ISLAMABAD: Pakistan’s Supreme Court on Wednesday demanded that the nation’s brand-new prime minister follow an order to reopen a long-dormant corruption case against President Asif Ali Zardari, setting up the likelihood of a continuing constitutional crisis.
The court last week disqualified from office Yousuf Raza Gilani, Pakistan’s longest-serving prime minister, whom it convicted of contempt in April because Gilani refused to follow the same order.
The ruling party replaced Gilani with a former federal energy chief, Raja Pervez Ashraf, who has indicated that he will not comply with the order and faces his own set of corruption charges in a separate case before the high court.
Some political and legal observers have accused the court, headed by populist, corruption-battling Chief Justice Iftikhar Mohammed Chaudhry, of working to destabilize an already shaky civilian government. Ashraf and his predecessor maintain that Pakistan’s constitution grants the president immunity from prosecution, but the court has consistently ruled otherwise, saying no one is above the law.
The legal and political upheaval has complicated U.S. efforts to broker a compromise with Pakistan to reopen vital NATO supply routes that pass into landlocked Afghanistan through Pakistani territory.
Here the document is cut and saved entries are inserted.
PR #13422, opened 2015-12-01
fix($compile): allow compile data to be GCed after a non-clone linking

jbedard:
This does two things:
- nulls out some data when a non-cloning ~~transclude~~ link completes to allow mainly the ~~`boundTranscludeFn` func/closure~~ `$compileNodes`/`compositeLinkFn` to be GCed
- throws if that ~~transclude~~ link is executed again since that would either re-link the same element or clone the linked element

### DIFF
--- a/docs/content/error/$compile/multilink.ngdoc
+++ b/docs/content/error/$compile/multilink.ngdoc
@@ -1,0 +1,27 @@
+@ngdoc error
+@name $compile:multilink
+@fullName Linking Element Multiple Times
+@description
+
+This error occurs when a single element is linked more then once.
+
+For example, if an element is compiled and linked twice without cloning:
+```
+  var linker = $compile(template);
+  linker($scope); //=> ok
+  linker($scope); //=> multilink error
+```
+
+Linking an element as a clone multiple times is ok:
+```
+  var linker = $compile(template);
+  linker($scope, function() { ... });     //=> ok
+  linker($scope, function() { ... });     //=> ok
+```
+
+However once an element has been linked it can not be re-linked as a clone:
+```
+  var linker = $compile(template);
+  linker($scope);                       //=> ok
+  linker($scope, function() { ... });   //=> multilink error
+```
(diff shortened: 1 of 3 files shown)


Narretz:
I believe this has the potential to break some people's apps, simply because it's not obvious how you are supposed to use $transclude. But it's good for 1.6.x, with a BC notice.

jbedard:
Anything that breaks was probably already broken, although this might make it more broken (by throwing).

Which makes me think this should also be done on link functions, not only on the transclude functions...

jbedard:
I've added a second commit to do this to all link functions. Since transclude actually just delegates to the linker the second commit actually covers both cases. Is it worth having a transclude specific error message? Or allowing a couple more transclude closures to be GCed in addition to the link ones? I'd so no to the error message, yes to the closures...

jbedard:
The transclusion slot stuff made this a bit more complicated so I've simplified it to only null out the link function data (not transclusion function data - which really just wraps the link function data). This is probably a better first step anyway...

jbedard:
Any thoughts on this for 1.6?

Narretz:
I think we can try it for 1.6. We should probably keep a list of possibly problematic commits for when we will snyc 1.6 to g3 in the future.
Before we merge it, we need an error doc for the multilink error with description and examples what can cause this.

jbedard:
I've added an error doc.

jbedard:
1.6? :grin:

Narretz:
Even though it's unlikely that this is going to break apps, I feel like we should mark this as "fix", just so that it shows up in the changelog, and when people have their app broken, they might see what's causing it.

jbedard:
I've updated the commit message

Narretz:
Finally landed! Thanks for your preserverance jbedard. Due to how easy it is to make this mistake, I'll leave it in 1.6 only (for now). Especially since with some simple directives (such as interpolation), you won't notice any difference in behavior when linking multiple times.

jbedard:
I think just 1.6 is best unless there's a strong reason to put it into 1.5. This can be considered a BC for those using `$compile` incorrectly...

PR #13869, opened 2016-01-28
fix($http): immediatelly increment $browser's `outstandingRequestCount`

### LINKED ISSUE #13782: $http doesn't immediately increment $brower's outstandingRequestCount. Protractor issues result.

gkalpak:
This allows protractor to more reliably detect when all outstanding requests have been completed.

Fixes #13782
Closes #13862

### DIFF
--- a/src/ng/http.js
+++ b/src/ng/http.js
@@ -375,8 +375,8 @@ function $HttpProvider() {
    **/
   var interceptorFactories = this.interceptors = [];
 
-  this.$get = ['$httpBackend', '$$cookieReader', '$cacheFactory', '$rootScope', '$q', '$injector',
-      function($httpBackend, $$cookieReader, $cacheFactory, $rootScope, $q, $injector) {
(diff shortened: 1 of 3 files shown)


gkalpak:
This is an alternative approach to #13862.

It attempts to decrement the counter a little closer to where it was done before (i.e. before the response interceptors) - not that it should matter afaict - and has a few more tests.

arashkbanan:
@arashkbanan

arashkbanan:
@fahimeh

Narretz:
I like it.
Why didn't it work before though? What's the problem with $httpBackend? I think that should go into the commit message.

gkalpak:
The problem (as mentioned in https://github.com/angular/angular.js/issues/13782#issuecomment-172376703) was that `$httpBackend` was not called until after the promise chain (including the request interceptors) had been processed.
At the very least this requested a $digest, but also note that some request interceptors could return promises (that where also resolved async).

I'll update the commit message.

PR #13871, opened 2016-01-28
fix($parse): Copy `inputs` for expressions with expensive checks

lgalfaso:


gkalpak:
LGTM

gkalpak:
Backported to `v1.4.x` as 0b7fff3.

The routes have been shut for more than seven months, creating a logistical headache not only for the Pentagon but also for other international forces, including France’s, that require access to Pakistan’s southern port to withdraw vast quantities of materiel from Afghanistan.
Zardari has denied the corruption allegations, which date to the 1990s and involve Swiss bank accounts held by the president and his late wife, Benazir Bhutto, a former prime minister who was assassinated in 2007. Gilani for months refused to write a letter to Swiss authorities asking them to reopen graft and money-laundering cases against Zardari.
The court on Wednesday gave the new prime minister until July 12 to respond to its directive and offer any arguments as to why he need not pursue the corruption charges.
Some analysts predict that Ashraf will be in the job for only a few weeks — the time the court will take to consider his response and hand down a ruling that, observers say, will almost certainly require Ashraf to write the “Swiss letter.”
“The new prime minister is facing the same situation” as Gilani, said S.M. Zafar, a longtime lawyer in Islamabad. “He could write the letter or he could take some middle ground that is acceptable to the court as well.